I bet those guys dont know theyre being pains, but yeah, if they get off i would take there weights off and MOVE there bottle, not kick it.. lol.  it seems like the additude there is first come first serve.


----------



## Purdue Power (Jan 3, 2005)

I wouldn't put up with that for a second.  Noone can expect for a station to stay open while they leave it for 5-10 minutes.  I would love to get to move someone's stuff after they left a station that I needed.  I am one of the bigger guys in my gym and would love for one of the scrwany punks to try to argue with me.  The big guys all have enough consideration not to hog a station that they aren't at.


----------



## Pirate! (Jan 3, 2005)

Purdue Power said:
			
		

> I wouldn't put up with that for a second.    I am one of the bigger guys in my gym and would love for one of the scrwany punks to try to argue with me.


Sounds like you are on cycle, PP. LOL. I wouldn't really kick anyone's stuff out of the way, but I sure felt like I should say something to them. One was a big guy, one smaller than me, and one a hot chick. Working in would have been a real pain because we would have to move the bench, change the weights, change the stops etc. Next time, I will say something. Everyone works out different, but I only use one station at a time, and all these people were leaving the machine for at least 5 minutes between sets while they did other stuff. I understand supersets and the like, but if we share the gym, we should be considerate.


----------



## Pylon (Jan 3, 2005)

I ran into something similar today.  An older guy was using a bench, but had finished and was starting to walk off.  I asked if he was done and he went "No!"  I said, OK, how many more sets do you have?  (Figured I could come back or wait, depending.)  He said six.  I said no problem and moved on.  He then went and got a different bar and started doing arm work (instead of chest).  When he paused, I asked if I could slip in a set on the other bench, since he wasn't on it.  He got all pissed and said "Just take it!"  So I did.

 Funny thing was I saw the guy in his car driving off not more than 5 minutes later, and not once did he come back toward the original bench.  

 I always feel bad about doing circuits, not wanting to tie up the equipment so others can't use it.  Shouldn't there be an intro class for gym ettiquette, and if you don't follow the simple ones (wipe down the bench, rack the wieghts, etc.) you get a free ass kicking?


----------



## Pirate! (Jan 3, 2005)

Pylon said:
			
		

> Shouldn't there be an intro class for gym ettiquette


It should be requisite, IMO. Even though I am just using one station I let people work in if they ask. It is possible to circuit training etc without inconveniencing others too much. Just re rack quickly. The only problem is that someone else might be using the station when you come back.


----------



## Egoatdoor (Jan 3, 2005)

PirateFromHell said:
			
		

> Should I just unrack their weights and kick their water bottle out of my way or what?

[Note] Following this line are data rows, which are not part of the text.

PR #846, opened 2017-08-28
tcmu-runner: added missing distro release

dillaman:

### DIFF
--- a/tcmu-runner/build/build_rpm
+++ b/tcmu-runner/build/build_rpm
@@ -9,6 +9,8 @@ if test "$DISTRO" != "fedora" -a "$DISTRO" != "centos" -a "$DISTRO" != "rhel"; t
     exit 0
 fi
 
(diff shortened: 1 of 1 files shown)


tcmu-runner/build/build_rpm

No, either nicely ask if you can work in or bring it to the attention of the gym management and let them deal with the person.

I do not do this kind of machine hogging, but if I did and someone unracked my weights or kicked my water bottle, there is no way in hell I am going to let them use the machine now and I would probably hog it even longer to spite you. What you are going to create is more belligerence.


----------



## 419Para_Dice (Jan 3, 2005)

Egoatdoor said:
			
		

> No, either nicely ask if you can work in or bring it to the attention of the gym management and let them deal with the person.
> 
> I do not do this kind of machine hogging, but if I did and someone unracked my weights or kicked my water bottle, there is no way in hell I am going to let them use the machine now and I would probably hog it even longer to spite you. What you are going to create is more belligerence.


your right, my bad.. two wrong dont make a right i guess

-Efrin


----------



## Pumpster (Jan 3, 2005)

Can't stand that, there's always at least one ass who feels the need to make a territorial statement with this. Absolutely must have the thing for 3 consecutive minutes because the workout's so intense  Basically not working hard or it wouldn't take 3 minutes to reach exhaustion.

First, ask politely to work in. The usual reaction though, is to feign surprise and let you know that they'll be off after a "few MORE sets", as if that's just fine. 

At that point you have to be a little more firm in making the share and share alike principle clear and reality. If this doesn't immediately receive cooperation, I'd suggest not pursuing it any further with the ass, because they LIKE the attention and the argument makes you look bad as well, to anyone watching. Intead..

Go to management. This WILL work if they care at all about the customers. If they don't, maybe it's time for another gym.


----------



## Dutty Bwoy (Jan 3, 2005)

OK here's one for you guys. Theres a guy @ my gym that reads a magazine while resting on each piece of equipment. I asked him how many set does he have left he says 6, then proceeds to read his woman's day mag. I just turned away in disgust. He did the same thing @ the tredmill, he warmed up for like 20 mins before starting his run. I don't know what his problem is, however I gonna check him the next time I'm waiting and he's reading. What do you guys think? Am I just or not?


----------



## Egoatdoor (Jan 3, 2005)

Dutty Bwoy said:
			
		

> OK here's one for you guys. Theres a guy @ my gym that reads a magazine while resting on each piece of equipment. I asked him how many set does he have left he says 6, then proceeds to read his woman's day mag. I just turned away in disgust.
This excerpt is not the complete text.